In 1977, a high-visibility project, Voyager, was launched. This mission had nothing to do with the earlier “Voyager” to Mars that was aborted prior to Viking. This project was conceived years before NASA’s budget plummeted to take advantage of a fortuitous alignment of the outer planets. It took on the name “Voyager” because of its extensive journey in the solar system. Voyager consisted of two probes aimed at flybys of Jupiter and Saturn, with trajectories to Uranus and Neptune. Voyagers went up in August and September, carrying golden phonograph records with a message from Earth, just in case, eons in the future, Voyager probes passed into another solar system with intelligent life. President Carter’s words were on this record with a message of peace.27

In 1978, NASA sent a mission to Venus. Like Voyager, this Venus mission had been approved before Viking landed in 1976. To the outside world, this sequence of missions—Viking, Voyager, Venus—made it appear that NASA’s planetary program was healthy and robust. Within NASA, the view was decidedly differ­ent. There were scientific advocates inside NASA who wanted to work on Mars, but they had no approved flight project. In 1977 Hinners went to the Soviet Union. “I asked my Soviet colleagues,” he recalled: “What are you doing about Mars?” He said that Russians replied, “We’ve stopped it! You found no life.”28 The Soviet Union had reoriented its program to other planets, especially Venus.

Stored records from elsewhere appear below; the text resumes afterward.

Issue #914, opened 2023-11-02
ZENODO ISSUES - Temporary bypass for local testing


davide-f:
## Checklist

- [x] I am using the current [`main`](https://github.com/pypsa-meets-earth/pypsa-earth/tree/main) branch or the latest [release](https://github.com/pypsa-meets-earth/pypsa-earth/releases). Please indicate.
- [x] I am running on an up-to-date [`pypsa-earth` environment](https://github.com/pypsa-meets-earth/pypsa-earth/blob/main/envs/environment.yaml). Update via `conda env update -f envs/environment.yaml`.

## Describe the Bug

While the automatic download is not working, each of us can manually download the bundles using their accounts on gdrive. By simply logging in with gdrive and opening the relevant gdrive links described [in this file](https://github.com/pypsa-meets-earth/pypsa-earth/blob/main/configs/bundle_config.yaml), it is possible to download the bundles and unzipping them in the appropriate locations manually, bypassing the current issues.

The operative methodology to download a selected databundle for a tutorial (e.g. NGBJ) is:
1. Download the link associated to bundle “bundle_tutorial_data_common” (this applies for any tutorial NGBJ/BW/MA)
2. Download the link associated to bundle “bundle_tutorial_NGBJ”
3. Download the link associated to the cutout bundle “bundle_cutouts_tutorial_NGBJ”
4. Modify the config.yaml file, specifying: the target countries and disable retrieve_databundle option (enable: retrieve_databundle: false)

davide-f:
closing this PR as no more relevant

PR #919, opened 2023-11-05
Add load of hydrobasins data

ekatef:
# Relates to #914 

Add functionality to load hydrobasins data directly from the data source.

## Checklist

### DIFF
--- a/configs/bundle_config.yaml
+++ b/configs/bundle_config.yaml
@@ -80,7 +80,7 @@ databundles:
         suffixes: ["af"]
     unzip: true
     output:
-    - data/hydrobasins/hybas_world.shp
+    - data/hydrobasins/hybas_world_v1c.shp
 
   # tutorial bundle specific for Nigeria and Benin only
   bundle_cutouts_tutorial_NGBJ:
--- a/configs/bundle_config.yaml
+++ b/configs/bundle_config.yaml
@@ -148,7 +148,8 @@ databundles:
     category: common
     destination: "data/hydrobasins"
     urls:
-      direct: https://data.hydrosheds.org/file/HydroBASINS/standard/hybas_af_lev06_v1c.zip
+      hydrobasins: https://data.hydrosheds.org/file/HydroBASINS/standard/
+      suffixes: ["af", "ar", "as", "au", "eu", "gr", "na", "sa", "si"]
     unzip: true
     output:
     - data/hydrobasins/hybas_world_lev06_v1c.shp
--- a/configs/bundle_config.yaml
+++ b/configs/bundle_config.yaml
@@ -152,7 +152,7 @@ databundles:
       suffixes: ["af", "ar", "as", "au", "eu", "gr", "na", "sa", "si"]
     unzip: true
     output:
-    - data/hydrobasins/hybas_world_lev06_v1c.shp
+    - data/hydrobasins/*.shp
 
   # data bundle containing the data of the data folder common to all regions of the world
   bundle_data_earth:
--- a/configs/bundle_config.yaml
+++ b/configs/bundle_config.yaml
@@ -68,6 +68,20 @@ databundles:
     - data/gebco/GEBCO_2021_TID.nc
     - data/copernicus/PROBAV_LC100_global_v3.0.1_2019-nrt_Discrete-Classification-map_EPSG-4326.tif
 
+  # load tutorial hydrobasins bundle for Africa only
+  bundle_tutorial_hydrobasins:
+    countries: [Africa]
+    tutorial: true
+    category: common
+    destination: "data/hydrobasins"
+    urls:
+      hydrobasins:
+        base_url: https://data.hydrosheds.org/file/HydroBASINS/standard/
+        suffixes: ["af"]
+    unzip: true
+    output:
+    - data/hydrobasins/hybas_world.shp
+
   # tutorial bundle specific for Nigeria and Benin only
   bundle_cutouts_tutorial_NGBJ:
     countries: [NG, BJ]
@@ -153,7 +167,7 @@ databundles:
         suffixes: ["af", "ar", "as", "au", "eu", "gr", "na", "sa", "si"]
     unzip: true
     output:
-    - data/hydrobasins/*.shp
+    - data/hydrobasins/hybas_world.shp
 
   # data bundle containing the data of the data folder common to all regions of the world
   bundle_data_earth:
--- a/configs/bundle_config.yaml
+++ b/configs/bundle_config.yaml
@@ -36,7 +36,7 @@ databundles:
     category: data
     destination: "data"
     urls:
-      zenodo: https://sandbox.zenodo.org/record/1223907/files/tutorial_data_NGBJ.zip?download=1
+      zenodo: https://sandbox.zenodo.org/records/3853/files/bundle_tutorial_NGBJ.zip?download=1
       gdrive: https://drive.google.com/file/d/1Vb1ISjhy7iwTTZYeezGd6S4nLt-EDGme/view?usp=drive_link
     output:
     - data/gebco/GEBCO_2021_TID.nc
@@ -49,7 +49,7 @@ databundles:
     category: data
     destination: "data"
     urls:
-      zenodo: https://sandbox.zenodo.org/record/1223907/files/tutorial_data_BW.zip?download=1
+      zenodo: https://sandbox.zenodo.org/records/3853/files/bundle_tutorial_BW.zip?download=1
       gdrive: https://drive.google.com/file/d/19IXvTD8gVSzgTInL85ta7QjaNI8ZPCCY/view?usp=drive_link
     output:
     - data/gebco/GEBCO_2021_TID.nc
@@ -62,7 +62,7 @@ databundles:
     category: data
     destination: "data"
     urls:
-      zenodo: https://sandbox.zenodo.org/record/1223907/files/tutorial_data_MA.zip?download=1
+      zenodo: https://sandbox.zenodo.org/records/3853/files/bundle_tutorial_MA.zip?download=1
       gdrive: https://drive.google.com/file/d/1VGzE8ZJHAvAQ9X44QNSX4rH3QF7Yi37D/view?usp=drive_link
     output:
     - data/gebco/GEBCO_2021_TID.nc
@@ -72,7 +72,7 @@ databundles:
   bundle_tutorial_hydrobasins:
     countries: [Africa]
     tutorial: true
-    category: common
+    category: hydrobasins
     destination: "data/hydrobasins"
     urls:
       hydrobasins:
@@ -80,7 +80,7 @@ databundles:
         suffixes: ["af"]
     unzip: true
     output:
-    - data/hydrobasins/hybas_world_v1c.shp
+    - data/hydrobasins/hybas_world.shp
 
   # tutorial bundle specific for Nigeria and Benin only
   bundle_cutouts_tutorial_NGBJ:
@@ -89,7 +89,7 @@ databundles:
     category: cutouts
     destination: "cutouts"
     urls:
-      zenodo: https://sandbox.zenodo.org/record/1223907/files/tutorial_cutouts_NGBJ.zip?download=1
+      zenodo: https://sandbox.zenodo.org/records/3853/files/bundle_cutouts_tutorial_NGBJ.zip?download=1
       gdrive: https://drive.google.com/file/d/1xnomHdXf_c5STrf7jtDiuRlN2zW0FSVC/view?usp=drive_link
     output: [cutouts/cutout-2013-era5-tutorial.nc]
     disable_by_opt:
@@ -102,7 +102,7 @@ databundles:
     category: cutouts
     destination: "cutouts"
     urls:
-      zenodo: https://sandbox.zenodo.org/record/1223907/files/tutorial_cutouts_BW.zip?download=1
+      zenodo: https://sandbox.zenodo.org/records/3853/files/bundle_cutouts_tutorial_BW.zip?download=1
       gdrive: https://drive.google.com/file/d/1DDQAtnIDM0FNC3vCldfHeH__IpTbyIJt/view?usp=drive_link
     output: [cutouts/cutout-2013-era5-tutorial.nc]
     disable_by_opt:
@@ -115,7 +115,7 @@ databundles:
     category: cutouts
     destination: "cutouts"
     urls:
-      zenodo: https://sandbox.zenodo.org/record/1223907/files/tutorial_cutouts_MA.zip?download=1
+      zenodo: https://sandbox.zenodo.org/records/3853/files/bundle_cutouts_tutorial_MA.zip?download=1
       gdrive: https://drive.google.com/file/d/1j5v2f4E756jmDMa707QvdNJq3xM4bYUk/view?usp=drive_link
     output: [cutouts/cutout-2013-era5-tutorial.nc]
     disable_by_opt:
@@ -139,12 +139,9 @@ databundles:
     category: common
     destination: "data"
     urls:
-      zenodo: https://sandbox.zenodo.org/record/1183583/files/tutorial_data_general.zip?download=1
+      zenodo: https://sandbox.zenodo.org/records/3853/files/tutorial_data_general.zip?download=1
       gdrive: https://drive.google.com/file/d/1nRLrs_kP0qVl-IHC4BFLjpoKa3HLk2Py/view
     output:
-    - data/costs.csv
-    - data/hydro_capacities.csv
-    - data/custom_powerplants.csv
     - data/eez/eez_v11.gpkg
     - data/ssp2-2.6/2030/era5_2013/Africa.nc
     - data/ssp2-2.6/2030/era5_2013/Asia.nc
@@ -152,14 +149,12 @@ databundles:
     - data/ssp2-2.6/2030/era5_2013/NorthAmerica.nc
     - data/ssp2-2.6/2030/era5_2013/SouthAmerica.nc
     - data/ssp2-2.6/2030/era5_2013/Oceania.nc
-    - data/hydrobasins/hybas_world_lev04_v1c.shp
-    - data/hydrobasins/hybas_world_lev05_v1c.shp
 
   # global data for hydrobasins
   bundle_hydrobasins:
     countries: [Earth]
     tutorial: false
-    category: common
+    category: hydrobasins
     destination: "data/hydrobasins"
     urls:
       hydrobasins:
--- a/configs/bundle_config.yaml
+++ b/configs/bundle_config.yaml
@@ -149,6 +149,7 @@ databundles:
     destination: "data/hydrobasins"
     urls:
       direct: https://data.hydrosheds.org/file/HydroBASINS/standard/hybas_af_lev06_v1c.zip
+    unzip: true
     output:
     - data/hydrobasins/hybas_world_lev06_v1c.shp
 
--- a/configs/bundle_config.yaml
+++ b/configs/bundle_config.yaml
@@ -141,6 +141,17 @@ databundles:
     - data/hydrobasins/hybas_world_lev04_v1c.shp
     - data/hydrobasins/hybas_world_lev05_v1c.shp
 
+  # global data for hydrobasins
+  bundle_hydrobasins:
+    countries: [Earth]
+    tutorial: false
+    category: common
+    destination: "data/hydrobasins"
+    urls:
+      direct: https://data.hydrosheds.org/file/HydroBASINS/standard/hybas_af_lev06_v1c.zip
+    output:
+    - data/hydrobasins/hybas_world_lev06_v1c.shp
+
   # data bundle containing the data of the data folder common to all regions of the world
   bundle_data_earth:
     countries: [Earth]
--- a/configs/bundle_config.yaml
+++ b/configs/bundle_config.yaml
@@ -148,8 +148,15 @@ databundles:
     category: common
     destination: "data/hydrobasins"
     urls:
-      hydrobasins: https://data.hydrosheds.org/file/HydroBASINS/standard/
-      suffixes: ["af", "ar", "as", "au", "eu", "gr", "na", "sa", "si"]
+  bundle_hydrobasins:
+    countries: [Earth]
+    tutorial: false
+    category: common
+    destination: "data/hydrobasins"
+    urls:
+      hydrobasins:
+         base_url: https://data.hydrosheds.org/file/HydroBASINS/standard/
+         suffixes: ["af", "ar", "as", "au", "eu", "gr", "na", "sa", "si"]
     unzip: true
     output:
     - data/hydrobasins/*.shp
--- a/configs/bundle_config.yaml
+++ b/configs/bundle_config.yaml
@@ -148,15 +148,9 @@ databundles:
     category: common
     destination: "data/hydrobasins"
     urls:
-  bundle_hydrobasins:
-    countries: [Earth]
-    tutorial: false
-    category: common
-    destination: "data/hydrobasins"
-    urls:
       hydrobasins:
-         base_url: https://data.hydrosheds.org/file/HydroBASINS/standard/
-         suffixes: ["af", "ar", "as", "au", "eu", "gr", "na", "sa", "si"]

A main problem for those inside and outside NASA who wanted to elevate Mars on the agency’s agenda was the Space Shuttle and its expense. This proj­ect, begun under Fletcher, continued to have top agency priority in the era of Frosch. Human spaceflight trumped space science. Gentry Lee recalled meeting Fletcher when he came to JPL and demanded support for the shuttle. “Young man,” he said to Lee, “line up behind the shuttle.”29 Then, there were the other space science ventures with claims on NASA funding. Ford had approved both Hubble and Galileo; Carter inherited these projects and maintained them.

But when Hubble and Galileo were considered by Congress in 1977, they ran into a roadblock. The chairman of the House subcommittee considering NASA’s budget, Edward Boland (D-MA), pushed NASA to decide between Hubble and Galileo for funding. To emphasize his point, he tried to kill Hubble and, when opposition from a united astronomy community surfaced, switched to an attack on Galileo. NASA and the scientists favoring Galileo pushed back and, after a legislative struggle, prevailed. But the result of the encounter was to point up the challenges all planetary exploration—and especially Mars—faced in the post-Viking era.30

This legislative battle—which was novel in its intensity over space science— made NASA leaders extremely wary of proposing any highly expensive Mars options. The SSB supported the rover concept, but NASA saw difficulty getting a Viking 3-type project through the Carter White House/ OMB, much less Congress. But if not a rover, then what?